* [WHAT YOU NEED TO DO]:
An exact restatement of the records below is expected.

(Saved entries)
PR #478, opened 2021-02-23
Improve the UX around RESTClient.delete_messages

FasterSpeeding:
### Summary
* Enforce that at least one message is passed in the interface by adding a required positional message argument before the other_messages variable length positional argument.
* Allow the first argument to either be SnowflakeishOr[PartialMessage] or an Iterable[SnowflakeishOr[PartialMessage]] to support directly passing an iterable as this could otherwise be a pretty common mistake.

### Checklist

### DIFF
--- a/hikari/impl/rest.py
+++ b/hikari/impl/rest.py
@@ -1137,13 +1137,26 @@ class RESTClientImpl(rest_api.RESTClient):
     async def delete_messages(
         self,
         channel: snowflakes.SnowflakeishOr[channels_.TextChannel],
+        messages: typing.Union[
+            snowflakes.SnowflakeishOr[messages_.PartialMessage],
+            snowflakes.SnowflakeishIterable[messages_.PartialMessage],
+        ],
         /,
-        *messages: snowflakes.SnowflakeishOr[messages_.PartialMessage],
+        *other_messages: snowflakes.SnowflakeishOr[messages_.PartialMessage],
     ) -> None:
         route = routes.POST_DELETE_CHANNEL_MESSAGES_BULK.compile(channel=channel)
 
-        pending: typing.Deque[snowflakes.SnowflakeishOr[messages_.PartialMessage]] = collections.deque(messages)
+        pending: typing.Deque[snowflakes.SnowflakeishOr[messages_.PartialMessage]] = collections.deque()
         deleted: typing.Deque[snowflakes.SnowflakeishOr[messages_.PartialMessage]] = collections.deque()
+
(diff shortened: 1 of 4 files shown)


hikari/impl/rest.py
```diff
@@ -1137,14 +1137,27 @@ async def delete_message(
...
 
-        pending: typing.Deque[snowflakes.SnowflakeishOr[messages_.PartialMessage]] = collections.deque(messages)
+        pending: typing.Deque[snowflakes.SnowflakeishOr[messages_.PartialMessage]] = collections.deque()
         deleted: typing.Deque[snowflakes.SnowflakeishOr[messages_.PartialMessage]] = collections.deque()
 
+        if isinstance(messages, typing.Iterable):
+            pending.extend(messages)
+
+        else:
+            pending.append(messages)
```
davfsa, line 1156: Mind adding a comment? `# Syntactic sugar. Allows to use iterables`

hikari/impl/rest.py
```diff
@@ -1137,14 +1137,27 @@ async def delete_message(
...
-        *messages: snowflakes.SnowflakeishOr[messages_.PartialMessage],
+        *other_messages: snowflakes.SnowflakeishOr[messages_.PartialMessage],
     ) -> None:
         route = routes.POST_DELETE_CHANNEL_MESSAGES_BULK.compile(channel=channel)
 
-        pending: typing.Deque[snowflakes.SnowflakeishOr[messages_.PartialMessage]] = collections.deque(messages)
+        pending: typing.Deque[snowflakes.SnowflakeishOr[messages_.PartialMessage]] = collections.deque()
         deleted: typing.Deque[snowflakes.SnowflakeishOr[messages_.PartialMessage]] = collections.deque()
 
+        if isinstance(messages, typing.Iterable):  # Syntactic sugar. Allows to use iterables
```
davfsa, line 1152: Just for consistency, could you move the comment above the line?

Then feel free to merge :)

FasterSpeeding: Does this mean that other places where short comments aren't put on their own line also be refactored for consistency at one point?

davfsa: This isnt a comment on that specific line, this is a comment about the block that is under it, which is why it should be above

FasterSpeeding: hmm why above? isn't it generally kept within the if statement in this module since that's where the block starts

davfsa (approved):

* [WRITTEN ANSWER]:
PR #478, opened 2021-02-23
Improve the UX around RESTClient.delete_messages

FasterSpeeding:
### Summary
* Enforce that at least one message is passed in the interface by adding a required positional message argument before the other_messages variable length positional argument.
* Allow the first argument to either be SnowflakeishOr[PartialMessage] or an Iterable[SnowflakeishOr[PartialMessage]] to support directly passing an iterable as this could otherwise be a pretty common mistake.

### Checklist

### DIFF
--- a/hikari/impl/rest.py
+++ b/hikari/impl/rest.py
@@ -1137,13 +1137,26 @@ class RESTClientImpl(rest_api.RESTClient):
     async def delete_messages(
         self,
         channel: snowflakes.SnowflakeishOr[channels_.TextChannel],
+        messages: typing.Union[
+            snowflakes.SnowflakeishOr[messages_.PartialMessage],
+            snowflakes.SnowflakeishIterable[messages_.PartialMessage],
+        ],
         /,
-        *messages: snowflakes.SnowflakeishOr[messages_.PartialMessage],
+        *other_messages: snowflakes.SnowflakeishOr[messages_.PartialMessage],
     ) -> None:
         route = routes.POST_DELETE_CHANNEL_MESSAGES_BULK.compile(channel=channel)
 
-        pending: typing.Deque[snowflakes.SnowflakeishOr[messages_.PartialMessage]] = collections.deque(messages)
+        pending: typing.Deque[snowflakes.SnowflakeishOr[messages_.PartialMessage]] = collections.deque()
         deleted: typing.Deque[snowflakes.SnowflakeishOr[messages_.PartialMessage]] = collections.deque()
+
(diff shortened: 1 of 4 files shown)


hikari/impl/rest.py
```diff
@@ -1137,14 +1137,27 @@ async def delete_message(
...
 
-        pending: typing.Deque[snowflakes.SnowflakeishOr[messages_.PartialMessage]] = collections.deque(messages)
+        pending: typing.Deque[snowflakes.SnowflakeishOr[messages_.PartialMessage]] = collections.deque()
         deleted: typing.Deque[snowflakes.SnowflakeishOr[messages_.PartialMessage]] = collections.deque()
 
+        if isinstance(messages, typing.Iterable):
+            pending.extend(messages)
+
+        else:
+            pending.append(messages)
```
davfsa, line 1156: Mind adding a comment? `# Syntactic sugar. Allows to use iterables`

hikari/impl/rest.py
```diff
@@ -1137,14 +1137,27 @@ async def delete_message(
...
-        *messages: snowflakes.SnowflakeishOr[messages_.PartialMessage],
+        *other_messages: snowflakes.SnowflakeishOr[messages_.PartialMessage],
     ) -> None:
         route = routes.POST_DELETE_CHANNEL_MESSAGES_BULK.compile(channel=channel)
 
-        pending: typing.Deque[snowflakes.SnowflakeishOr[messages_.PartialMessage]] = collections.deque(messages)
+        pending: typing.Deque[snowflakes.SnowflakeishOr[messages_.PartialMessage]] = collections.deque()
         deleted: typing.Deque[snowflakes.SnowflakeishOr[messages_.PartialMessage]] = collections.deque()
 
+        if isinstance(messages, typing.Iterable):  # Syntactic sugar. Allows to use iterables
```
davfsa, line 1152: Just for consistency, could you move the comment above the line?

Then feel free to merge :)

FasterSpeeding: Does this mean that other places where short comments aren't put on their own line also be refactored for consistency at one point?

davfsa: This isnt a comment on that specific line, this is a comment about the block that is under it, which is why it should be above

FasterSpeeding: hmm why above? isn't it generally kept within the if statement in this module since that's where the block starts

davfsa (approved):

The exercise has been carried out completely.